▶ **WHAT YOU HAVE TO DO**:
Up to and including the line with "on Ruff checks.", return every line from the start of the entries below exactly.

[Extracted records]
————————
PR #20556, opened 2026-07-09
fix(addons): Use keywords exclusively — fix Meson preset bypass, add edge-case tests, and update docs

### LINKED ISSUE #20528: Update POT file (xgettext) plugin: option to use keywords exclusively

Kakarot30:
## Description
This PR implements the **Use keywords exclusively** checkbox for the `weblate.gettext.xgettext` and `weblate.gettext.meson` add-ons. When enabled, Weblate passes a bare `--keyword` to xgettext immediately before the user-defined `--keyword=<name>`. Per the xgettext manual, a bare `--keyword` disables all built-in default keywords so that only the user's custom-defined keywords are recognized.
### Key Problems Solved
1. **Meson Preset Keywords Bypass**:
   `MesonAddon.get_extra_xgettext_args()` previously prepended preset GLib keywords (e.g. `--keyword=_`, `--keyword=N_`) before the parametrized xgettext arguments. Because a bare `--keyword` only disables built-in defaults (and not custom arguments already specified earlier on the command line), Meson users selecting "Use keywords exclusively" still extracted GLib call patterns.
   * **Fix**: When `keyword_exclusive` is enabled, all `--keyword=...` entries from the selected preset are stripped out entirely, ensuring only the custom keyword is processed.
2. **Add-on Configuration Snippets**:
   The `keyword_exclusive` field was missing from the autogenerated parameter tables in `docs/snippets/addons-autogenerated.rst` for both add-ons. 
   * **Fix**: Regenerated/inserted the missing `keyword_exclusive` rows into the respective configuration tables.
3. **Pre-commit Cleanups**:
   * Removed backslash-escaped quotes (`\"`) in `tests.py` that caused syntax errors on Ruff checks.
   * Replaced non-ASCII ellipsis characters (`…` / U+2026) in python docstrings and comments with ASCII `...` to prevent `doccmd` UnicodeDecodeError crashes.
   * Suppressed Ruff `unused-class-method-argument` warnings in `tests.py` for test mock signature compliance using `# noqa: ARG002`.
---

Closes #20528


nijel:
I think that two commits should be removed from this:

* https://github.com/WeblateOrg/weblate/pull/20556/changes/9f3efaa41585fbc1e17440f31c2ac726cc6b7847 just changes override types, should not be needed.
* https://github.com/WeblateOrg/weblate/pull/20556/changes/326337aef44db152ac2e0a1bbd27043d6b4d1cd3 is changing existing documentation and there should be no issue in using Unicode there.

weblate/addons/tests.py
```diff
@@ -11,7 +11,7 @@
 import os
 import re
 import shutil
-import subprocess  # ruff: ignore[suspicious-subprocess-import]
+import subprocess  # noqa: S404
```
nijel: Please avoid changing existing suppressions. The human-readable identifiers are way easier to understand than the old error codes:

```suggestion
import subprocess  # ruff: ignore[suspicious-subprocess-import]
```

nijel:
@codex review this

nijel:
Do you know you can force push to a branch and update the pull request by that? There is no need to close the old pull request and open a new one just to change the content.

nijel:
@codex review this

Kakarot30:
Yes , Sorry for making so many prs i was just focusing on how to pass that pre commit check because everything else was looking good

nijel:
The pre-commit.ci is broken. They fetched a broken module and apparently keep it cached forever, so you can ignore this one.

weblate/addons/tests.py
```diff
@@ -12,7 +12,7 @@
...
```
nijel:
```suggestion
import subprocess  # ruff: ignore[suspicious-subprocess-import]
```

nijel:
@codex review

nijel:

PR #20717, opened 2026-07-16
Collect Errors From Automatic Suggestion Backends

### LINKED ISSUE #9638: Collect errors from automatic suggestion backends
### Describe the problem

Currently, automatic suggestion backends silent themselves for errors which are most likely caused by rate limiting:

https://github.com/WeblateOrg/weblate/blob/8b514cb50db9a4839c0e48350d4d5c5c3fe13250/weblate/machinery/base.py#L246-L259

This is nice for user viewed suggestions as it doesn't show an error message on each page.

But this makes such errors invisible to admins.

Collect such errors and display them in the management interface.

_No response_

### Screenshots

_No response_

### Additional context

_No response_

shwetasinghh:
Fixes https://github.com/WeblateOrg/weblate/issues/9638

**Implementation summary**

**_weblate/machinery/models.py_**
Added MachineryError model with:
  - engine — CharField storing the service name (e.g. "DeepL"), indexed for filtering
  - project — nullable FK to trans.Project (CASCADE delete), covering project-scoped installations
  - timestamp — DateTimeField defaulting to now, indexed for efficient pruning queries
  - error — TextField storing the cause + exception type + message

**_weblate/machinery/base.py_**
Extended report_error with an optional exc: Exception | None = None parameter. When an exception is provided, `_save_machinery_error` is called, which creates a MachineryError row. The project is pulled from `self.settings.get("_project")` (already set for project-scoped services). DB write failures are caught and logged rather
  than propagating.
  Both existing callers were updated to pass exc=exc:
  - `supported_languages` property (language fetch failures)
  - `_download_pending_translations` (translation fetch failures, including rate limits)

**_weblate/machinery/tasks.py (new)_**
`cleanup_machinery_errors` task deletes records older than 30 days. Registered as a periodic task via `@app.on_after_finalize.connect` running daily at 01:30.

**_weblate/machinery/migrations/0001_initial.py (new)_**
Initial migration creating the MachineryError table. Depends on trans.0095_report (the current latest trans migration).

**_weblate/machinery/views.py_**
`ListMachineryView.get_context_data` now fetches the 50 most recent MachineryError rows (filtered by project when in the project view) and passes them as machinery_errors.

**_weblate/templates/machinery/list.html_**
Added an errors card at the top (only shown when there are errors) with a warning header and a table showing timestamp, service, project (global view only), and error message. Displayed for both /manage/machinery/ and per-project /machinery/{project}/ views.


weblate/machinery/tasks.py
```diff
@@ -0,0 +1,32 @@
...
+
+
+@app.task(trail=False)
+def cleanup_machinery_errors() -> None:
+    """Cleanup old machinery errors."""
+    # ruff: ignore[import-outside-top-level]
+    from weblate.machinery.models import MachineryError
+
+    MachineryError.objects.filter(
+        timestamp__lt=timezone.now() - timedelta(days=30)
```
nijel: I'm not sure if it is needed here, but typically the threshold for such cleanups is configurable.

weblate/machinery/base.py
```diff
@@ -364,12 +364,31 @@ def map_language_code(self, code: str) -> str:
...
+        if exc is not None:
+            self._save_machinery_error(exc, cause)
+
+    def _save_machinery_error(self, exc: Exception, cause: str) -> None:
+        # ruff: ignore[import-outside-top-level]
+        from weblate.machinery.models import MachineryError
+
+        try:
+            MachineryError.objects.create(
+                engine=self.name,
```
nijel: Using an identifier is better in this scope, as that does not change over time, while the visible name can change (see `weblate/machinery/microsoft.py` which got several renames over its lifetime, but the identifier is stable).

```suggestion
                engine=self.mtid,
```

weblate/machinery/models.py
```diff
@@ -17,6 +20,29 @@
...
+    """Stores errors from automatic suggestion backends for admin visibility."""
+
+    engine = models.CharField(max_length=100, db_index=True)
+    project = models.ForeignKey(
+        "trans.Project",
+        on_delete=models.deletion.CASCADE,
+        null=True,
+        blank=True,
+    )
+    timestamp = models.DateTimeField(default=timezone.now, db_index=True)
```
nijel: Wouldn't compound index on engine, project and timestamp work better than separate indexes? That is the typical query shape here.

nijel (commented):
Thanks for the pull request. Generally looks good, but I have some remarks. I will also trigger Codex review which is typically more nitpicky than I am.

nijel:
@codex review this pull request

weblate/machinery/base.py
```diff
@@ -364,12 +364,31 @@ def map_language_code(self, code: str) -> str:
...
+                project=self.settings.get("_project"),
+                error=f"{cause}: {type(exc).__name__}: {exc}",
```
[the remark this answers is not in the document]
nijel: I think this feedback is wrong. We want to scope the error to where the service is installed, not to where it is used.

weblate/machinery/tasks.py
shwetasinghh: Yeah, I think making it configurable is better 👍🏽

weblate/machinery/models.py
shwetasinghh: Good point, done. Replaced the separate db_index=True on engine and timestamp with a single compound index on (engine, project, timestamp).

shwetasinghh:
@codex review this pull request

shwetasinghh:
@codex review this pull request

shwetasinghh:
@codex review this pull request

shwetasinghh:
@nijel please review the PR

weblate/templates/machinery/list.html
```diff
@@ -21,6 +21,36 @@
...
+        <h4 class="card-title">{% translate "Recent automatic suggestion errors" %}</h4>
+      </div>
+      <table class="table table-striped">
+        <thead>
+          <tr>
+            <th>{% translate "Timestamp" %}</th>
+            <th>{% translate "Service" %}</th>
+            {% if not project %}
+              <th>{% translate "Project" %}</th>
+            {% endif %}
```
nijel: The list is either global or a single project.  So the project column has no value it either case.

weblate/machinery/views.py
```diff
@@ -172,6 +172,10 @@ def get_context_data(self, **kwargs):
         result = super().get_context_data(**kwargs)
         result["configured_services"] = self.configured_services
         result["available_services"] = self.available_services
+        errors_qs = MachineryError.objects.select_related("project")
+        if self.project:
+            errors_qs = errors_qs.filter(project=self.project)
```
nijel: I don't think we need to show project at all. The site-wide list should show errors from the site-wide installs only.

```suggestion
        errors_qs = MachineryError.objects.filter(project=self.project)
```

nijel (commented):
I wonder if the top of the list is the right place to show this. Actually it might be more appropriate to show it on the detail/settings view for each backend. This is similar approach we use for add-ons since https://github.com/WeblateOrg/weblate/pull/20765.

nijel:
There are some test failures:

```
FAILED weblate/machinery/tests.py::MachineryErrorTest::test_rate_limit_error_creates_db_record_and_sets_cache - TypeError: HTTPStatusError.__init__() missing 1 required keyword-only argument: 'request'
FAILED weblate/machinery/tests.py::MachineryErrorTest::test_report_error_redacts_url_query_parameters - TypeError: HTTPStatusError.__init__() missing 1 required keyword-only argument: 'request'
```

@codex review

shwetasinghh:
@codex review

shwetasinghh:
@codex review

shwetasinghh:
@codex review

shwetasinghh:
@codex review

shwetasinghh:
@nijel please review

nijel:

weblate/machinery/tasks.py
```diff
@@ -0,0 +1,34 @@
...
+    from weblate.machinery.models import MachineryError
+
+    MachineryError.objects.filter(
+        timestamp__lt=timezone.now()
+        - timedelta(days=settings.MACHINERY_ERROR_KEEP_DAYS)
+    ).delete()
+
+
+@app.on_after_finalize.connect
+def setup_periodic_tasks(sender, **kwargs) -> None:
```
nijel:
```suggestion
def setup_periodic_tasks(sender: Celery, **kwargs: object) -> None:
```

weblate/machinery/tasks.py
```diff
@@ -0,0 +1,34 @@
...
+
+from __future__ import annotations
+
+from datetime import timedelta
+
+from celery.schedules import crontab
+from django.conf import settings
+from django.utils import timezone
+
+from weblate.utils.celery import app
```
nijel, line 14:
```suggestion
from weblate.utils.celery import app
from celery import Celery

```

weblate/machinery/tests.py
```diff
@@ -10045,3 +10048,260 @@ def test_batch_translate(self) -> None:
...
+    """Tests for machinery error collection via the MachineryError model."""
+
+    def get_machine(self, settings=None):
+        machine = DummyTranslation(settings or {})
+        machine.delete_cache()
+        return machine
+
+    def test_report_error_without_exc_creates_no_db_record(self) -> None:
+        """report_error without exc does not create a MachineryError row."""
+        self.get_machine().report_error("Something went wrong")
```
```suggestion
        self.get_machine().report_error("Something went wrong", Exception())
```

nijel:
Okay, the tests do pass. Can you please look into that?

PR #20723, opened 2026-07-17
feat(legal): support custom document styles

nijel:
Keep deployment-specific styling out of Weblate core while giving operators a documented way to provide legal documents and CSS.


nijel:
Companion to https://github.com/WeblateOrg/wllegal/pull/1964

PR #20740, opened 2026-07-17
feat(diagnostics): refine community guidance alerts

nijel:
Replace coarse checks with actionable coverage and repository direction details while avoiding false positives for existing projects. Refresh coverage at logical operation boundaries so imports stay accurate without making bulk assignments expensive.

### DIFF
--- a/weblate/trans/models/translation.py
+++ b/weblate/trans/models/translation.py
@@ -2738,7 +2738,9 @@ class Translation(
             self.handle_store_change(request, user, previous_revision)
             if source_unit_deleted:
                 transaction.on_commit(
-                    lambda: update_alerts(component, {"MissingScreenshots", "UnusedScreenshot"})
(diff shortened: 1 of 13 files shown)


weblate/trans/models/translation.py
```diff
@@ -2730,6 +2736,10 @@ def delete_unit(self, request: AuthenticatedHttpRequest | None, unit: Unit) -> N
                     alert.save(update_fields=["details"])
 
             self.handle_store_change(request, user, previous_revision)
+            if source_unit_deleted:
+                transaction.on_commit(
+                    lambda: update_alerts(component, {"MissingScreenshots"})
```
nijel:
```suggestion
                    lambda: update_alerts(component, {"MissingScreenshots", "UnusedScreenshot"})
```

PR #20861, opened 2026-07-27
feat(addon): Base file only component Discovery 

### LINKED ISSUE #2084: Discovery addon: component creation based on the monolingual template or new base

gersona:
- fixes #2084

This Pr introduces some visual changes in the Discovery Addon form


nijel:
@codex review

nijel:
I'm not sure about the overall approach of this—determining the file mask based on the base name template brings some challenges (see review feedback from Copilot) and removes flexibility (users can no longer control what matches the component name such as allowing or not allowing `/` in it).

The alternative approach would be to allow omitting the language part of the regexp and configure a template for the translation file instead. This way the user will have more control, and the behavior would be more explicit.

gersona:
That makes sense, I missed that part that excludes other groups than `component` .
I'll rework the architecture as per your suggesition

PR #20888, opened 2026-07-27
fix(accounts): rotate API token when disabling password

amCap1712:
Regenerate a user's personal API token by default when password authentication is disabled. This invalidates the previous DRF token so it cannot continue authenticating after an administrator-triggered password reset. Expose a default-enabled administrator opt-out matching the existing password-change flow.


nijel:

PR #20932, opened 2026-07-30
fix(addons): adds missing context field in webhook payload

nlepage:
## Problem

The [webhook addon](https://docs.weblate.org/en/latest/admin/addons.html#webhook) is not adding the context field in the payload although [the docs](https://docs.weblate.org/en/latest/contributing/schemas.html#schema-messaging:~:text=context,-Translation) specifies this field should be there.

## Proposal

Add the context field in the webhook's payload.


nijel:
@codex review

nijel:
————————
▶ **ANSWER SPACE**:
PR #20556, opened 2026-07-09
fix(addons): Use keywords exclusively — fix Meson preset bypass, add edge-case tests, and update docs

### LINKED ISSUE #20528: Update POT file (xgettext) plugin: option to use keywords exclusively

Kakarot30:
## Description
This PR implements the **Use keywords exclusively** checkbox for the `weblate.gettext.xgettext` and `weblate.gettext.meson` add-ons. When enabled, Weblate passes a bare `--keyword` to xgettext immediately before the user-defined `--keyword=<name>`. Per the xgettext manual, a bare `--keyword` disables all built-in default keywords so that only the user's custom-defined keywords are recognized.
### Key Problems Solved
1. **Meson Preset Keywords Bypass**:
   `MesonAddon.get_extra_xgettext_args()` previously prepended preset GLib keywords (e.g. `--keyword=_`, `--keyword=N_`) before the parametrized xgettext arguments. Because a bare `--keyword` only disables built-in defaults (and not custom arguments already specified earlier on the command line), Meson users selecting "Use keywords exclusively" still extracted GLib call patterns.
   * **Fix**: When `keyword_exclusive` is enabled, all `--keyword=...` entries from the selected preset are stripped out entirely, ensuring only the custom keyword is processed.
2. **Add-on Configuration Snippets**:
   The `keyword_exclusive` field was missing from the autogenerated parameter tables in `docs/snippets/addons-autogenerated.rst` for both add-ons. 
   * **Fix**: Regenerated/inserted the missing `keyword_exclusive` rows into the respective configuration tables.
3. **Pre-commit Cleanups**:
   * Removed backslash-escaped quotes (`\"`) in `tests.py` that caused syntax errors on Ruff checks.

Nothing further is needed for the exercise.